Saldrás de Lagos con música y bebidas frías, remarás en kayak hasta la cueva de Benagil sin agobios ni multitudes, compartirás un picnic con sabores locales y muchas risas en la arena suave, y luego verás la luz dorada reflejarse en los acantilados del Algarve mientras vuelves cansado y feliz.
Nos subimos a la furgoneta en Lagos, aún con los ojos medio dormidos, y ya suena música — alguien trajo un altavoz pequeño y nuestro guía João reparte cervezas frías antes de salir de la ciudad. El trayecto dura unos 40 minutos, pero no se siente; ventanas bajadas, ese aire salado del Algarve entrando. Recuerdo un aroma a protector solar mezclado con chorizo que salía de la mochila de alguien — raro pero reconfortante. João nos cuenta las nuevas reglas en la cueva de Benagil (ya no se puede nadar dentro), pero se encoge de hombros y dice que en kayak se llega más rápido. Lo llama “la policía de la diversión”, y nos hace reír a todos.
En la playa se escucha un murmullo tranquilo — sombrillas moviéndose, gaviotas discutiendo arriba. La arena está tibia bajo los pies, pero aún no quema. Nos organizan en parejas para los kayaks (me tocó con una chica canadiense que nunca había remado — yo tampoco), y João nos da los chalecos salvavidas y una explicación rápida en ese inglés-portugués mezclado que usan los locales cuando saben que estás intentando entender. Al remar hacia la cueva de Benagil se siente inestable al principio, pero luego miras hacia arriba y de repente estás dentro de esa catedral salvaje de roca, con la luz entrando por el agujero del techo. Ya no puedes pisar la arena, pero sinceramente, flotar en el kayak se siente igual de bien. Cuando alguien se reía, el eco era casi mágico.
El almuerzo es de vuelta en la orilla, bajo una gran lona que da sombra — pan que cruje al partirlo, queso cremoso, jamón salado, hummus si quieres (yo sí). Sirven sangría en vasos de plástico; alguien intenta enseñarme a decir “salud” en portugués (“saúde!”), aunque seguro lo dije mal. Hay chocolate para el postre y João vuelve a repartir protector solar porque parece que todos lo olvidaron menos él. Pasamos el rato jugando en la playa hasta que mis brazos pesaban por el sol y el agua salada.
De regreso a Lagos, miraba cómo se secaba el rocío en mis piernas y trataba de guardar en la memoria ese color de luz sobre los acantilados — dorado, casi rosa en los bordes. No todo salió perfecto (mi compañera de kayak dejó caer el remo una vez y dimos vueltas en círculos), pero honestamente, esos momentos son los que más recuerdo. Si estás pensando en hacer una excursión a la cueva de Benagil desde Lagos… yo sigo recordando ese eco dentro de la cueva.
No—las autoridades han prohibido nadar o pisar la arena dentro de la cueva de Benagil. La visita es en kayak.
Sí, el transporte ida y vuelta en furgoneta entre Lagos y la playa de Benagil está incluido en la reserva.
Sí—hay un picnic con opciones vegetarianas y cerveza portuguesa y sangría servidas en la playa.
El trayecto dura unos 40 minutos por trayecto, según el tráfico.
Si las olas o el tiempo no permiten remar con seguridad, el guía te avisará antes del día del tour si es posible.

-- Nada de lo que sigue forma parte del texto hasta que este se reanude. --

PR #605, opened 2026-07-08
fix(bpa/dispatcher): return bundle to Waiting when CLA forward fails

ricktaylor:
The Forward-arm error path in process_bundle only re-armed the reaper expiry watch; it never reset the persisted status. A bundle caught by a peer disconnect between the RIB lookup and the forward stayed in Dispatching (or ForwardPending for a retired peer) — states that poll_waiting never scans — so it sat invisible until lifetime expiry instead of being re-routed on the next route event.

Set the status to Waiting before watching, as the no-route arm and the forward_bundle failure paths already do.


sylvain-pierrot (approved):

sylvain-pierrot:
LGMT!

PR #829, opened 2024-02-18
feat: shifting time box elements with arrow

luwes:
test url: https://media-chrome-docs-git-fork-luwes-range-box-arrow-mux.vercel.app/docs/en/components/media-time-range

- [x] adds logic so children in the time range boxes shift closer to the time position, works for the preview and current box
- [x] adds a built-in arrow which also shifts similarly to `media-time-display` and `media-preview-time-display`


cjpillsbury (approved):
🚀

PR #850, opened 2024-03-11
fix: clean up media-time-display conditions for duration vs. seekable…

cjpillsbury:
…End usage (display and aria label).

Mostly relevant for "DVR" cases.


src/js/media-time-display.js
```diff
@@ -50,7 +55,12 @@ const DEFAULT_MISSING_TIME_PHRASE = 'video not loaded, unknown time.';
 const updateAriaValueText = (el) => {
   const currentTime = el.mediaCurrentTime;
   const [, seekableEnd] = el.mediaSeekable ?? [];
-  const endTime = el.mediaDuration || seekableEnd;
+  let endTime;
```
heff, line 58: We check for `endTime == null` later on, which makes me feel like this should now either default to null, or we should check for `undefined` or `!endTime` later.

heff (approved):
I don't honestly understand what the specific problem was. Maybe `Infinity` was sneaking through and causing problems? But it looks like a non problematic change.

No hace falta experiencia previa—los guías dan instrucciones y equipo para todos los niveles.
Se incluyen toallas y protector solar; solo tienes que traer tu traje de baño.
No se recomienda para personas con lesiones de columna, problemas cardiovasculares o embarazadas; se requiere una condición física moderada.

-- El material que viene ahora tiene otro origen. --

PR #851, opened 2024-03-12
feat: React MediaStore

cjpillsbury:
NOTE: Per a conversation with @heff and prompted by @mmcc's gut example/pseudo-code on importing, at least at this stage, we decided to call an audible and not create multiple npm packages / restructure our codebase to a monorepo. As this was decided between just the two of us, we can certainly discuss more. Additionally, we can merge this as is but hold off on any "official support" and corresponding comms/documentation unless/until we have sufficient consensus on single package vs. multi-package for the new react-specific code, especially since this should have no impact on prior use cases of Media Chrome.

Demo usage/smoke testing: https://media-chrome-demo-nextjs-git-fork-cjpillsbury-experi-b8bc5e-mux.vercel.app/


scripts/react/build.js
```diff
@@ -34,7 +34,7 @@ const toReactComponentStr = (config) => {
   const ReactComponentName = toPascalCase(elementName);
   return `/** @type { import("react").HTMLElement } */
 const ${ReactComponentName} = React.forwardRef(({ children = [], ...props }, ref) => {
-  return React.createElement('${elementName}', toNativeProps({ ...props, ref }), children);
+  return React.createElement('${elementName}', toNativeProps({ ...props, suppressHydrationWarning: true, ref }), children);
```
cjpillsbury, line 37: Adding this to mitigate errors in SSR/RSC scenarios.

examples/nextjs-with-typescript/.gitignore
```diff
@@ -4,6 +4,7 @@
 /node_modules
```
cjpillsbury, line 4: Upgraded example app to Next.JS 13.

package.json
```diff
@@ -79,14 +86,15 @@
...
+    "@types/react": "^18.2.65",
     "@web/test-runner": "^0.15.0",
     "@web/test-runner-playwright": "^0.9.0",
     "cem-plugin-vs-code-custom-data-generator": "^1.4.1",
     "esbuild": "^0.20.0",
     "eslint": "^8.25.0",
     "npm-run-all": "^4.1.5",
     "prettier": "^2.7.1",
-    "react": "^17.0.2",
+    "react": "^18.2.0",
```
cjpillsbury, line 97: Current impl of react hooks for `MediaStore` requires React v18.0 or higher.

src/js/react/useSyncExternalStoreWithSelector.ts
```diff
@@ -0,0 +1,143 @@
...
+ * LICENSE file in the root directory of this source tree.
+ *
+ */
+
+import {
+  useRef,
+  useEffect,
+  useMemo,
+  useDebugValue,
+  useSyncExternalStore,
```
cjpillsbury, line 14: This is the reason we have a hard dependency on React 18 for this implementation. Targeting backwards compatibility before React 18 will require additional, non-trivial complexity.

tsconfig.json
```diff
@@ -9,6 +9,7 @@
     "module": "es2020",
     "allowJs": true,
     "checkJs": true,
+    "jsx": "react",
```
cjpillsbury, line 12: Added to handle new tsx for react-specific code.

package.json
```diff
@@ -57,8 +64,8 @@
     "premanifest": "cp -R src/js/ dist/",
     "manifest": "npx @custom-elements-manifest/analyzer analyze --config scripts/custom-elements-manifest.config.js",
     "build:types": "tsc",
-    "build:esm": "esbuild \"src/js/**/*.js\" --target=es2019 --format=esm --outdir=dist",
-    "build:cjs": "esbuild \"src/js/**/*.js\" --target=es2019 --format=cjs --outdir=dist/cjs",
+    "build:esm": "esbuild \"src/js/**/*.js\" src/js/react/**/* --target=es2019 --format=esm --outdir=dist",
```
cjpillsbury, line 67: These add the react-specific modules to the build process for CJS & ESM (but not for our bundled version).

package.json
```diff
@@ -24,10 +24,17 @@
       "default": "./dist/index.js"
     },
     "./react": {
+      "types": "./dist/react/index.d.ts",
       "import": "./dist/react/index.js",
       "require": "./dist/cjs/react/index.js",
       "default": "./dist/react/index.js"
     },
+    "./react/media-store": {
```
cjpillsbury, line 32: This allows us to directly import the react hooks et al. module without including `/dist` in the pathing for most modern build setups (tl;dr - they need to "know about" [package entry paths/"exports"](https://nodejs.org/api/packages.html#package-entry-points)). There are examples of this in the updated examples applications.

src/js/react/useSyncExternalStoreWithSelector.ts
```diff
@@ -0,0 +1,143 @@
+/**
```
cjpillsbury, line 1: Per the code comment, this is a port (mostly copy) of the official/published https://github.com/facebook/react/blob/main/packages/use-sync-external-store/src/useSyncExternalStoreWithSelector.js from Facebook/Meta. By porting this (which is highly unlikely to change), we sidestep adding additional dependencies to Media Chrome that are only needed for the react-specific module. This is unlike our general `react` module dependency, as we can assume folks using our react code already also have a dependency on react in their application, library, or the like.

examples/vite-react-with-typescript/.eslintrc.cjs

Tu día incluye transporte de ida y vuelta desde Lagos en furgoneta con música, uso de kayaks dobles con chalecos y flotadores en la playa de Benagil, toallas, sombra en la orilla, protector solar cuando lo necesites, y un picnic estilo deli con opciones vegetarianas junto a jamón local, chorizo, quesos, hummus, pan fresco y mucha cerveza portuguesa o sangría antes de volver justo a tiempo para el atardecer.